The Justice Department redacted the name of the Heritage Foundation's self-proclaimed vote-fraud expert, but the conservative think tank effectively confirmed to Gizmodo that the author was Hans von Spakovsky, who was later appointed to the commission and is identified by the CLC as "widely considered the architect of the voter fraud myth." At the commission's second public meeting on Tuesday, before Heritage confirmed that Spakovsky wrote the email, Pro Publica's Jessica Huseman asked him "point blank" if he'd "authored this document, he said no." She posted audio of the exchange.

In the email, the Heritage Foundation employee presumed to be Spakovsky argued to Sessions that "there isn't a single Democratic official that will do anything other than obstruct any investigation of voter fraud" and claim that the commission "is engaged in voter suppression," and that "mainstream Republican officials and/or academics" would also make the commission "an abject failure." The author also complained that none of the "real experts on the conservative side" had been appointed "other than Kris Kobach," the committee's vice chairman, Kansas secretary of state, and Breitbart News columnist.

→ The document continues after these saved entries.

PR #2837, opened 2026-07-31
chore: bump the `@docusaurus/*` packages to 3.10.2

barjin:
Bumps all `@docusaurus/*` packages to 3.10.2. Needed three fixes to build: the renamed `future.faster` config key, a patch making the openapi theme's tabs use 3.10's context-based Tabs internals (backported from docusaurus-theme-openapi-docs 5.x, which we can't upgrade to yet - 13 of our 21 patch hunks don't apply to it), and bumping `@docusaurus/theme-common` in `apify-docs-theme` so it no longer resolves a second copy with its own React contexts. Verified with a full `pnpm build`.


TC-MO (approved):
LGTM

Pence and Kobach eventually appointed seven Republicans and five Democrats to the commission, though one Democrat resigned. But the CLC said that the email adds "to the mounting evidence that the commission has no interest in true bipartisanship or an open discussion of how to solve the real problems in our elections." CLC president Trevor Potter, a former GOP chairman of the Federal Election Commission, said that Kobach's "farcical meetings" continue "to validate the worst suspicions about the commission: that it is designed to shrink the electorate for partisan advantage." He suggested they focus on "a true issue of election integrity" like Russians buying political ads on Facebook.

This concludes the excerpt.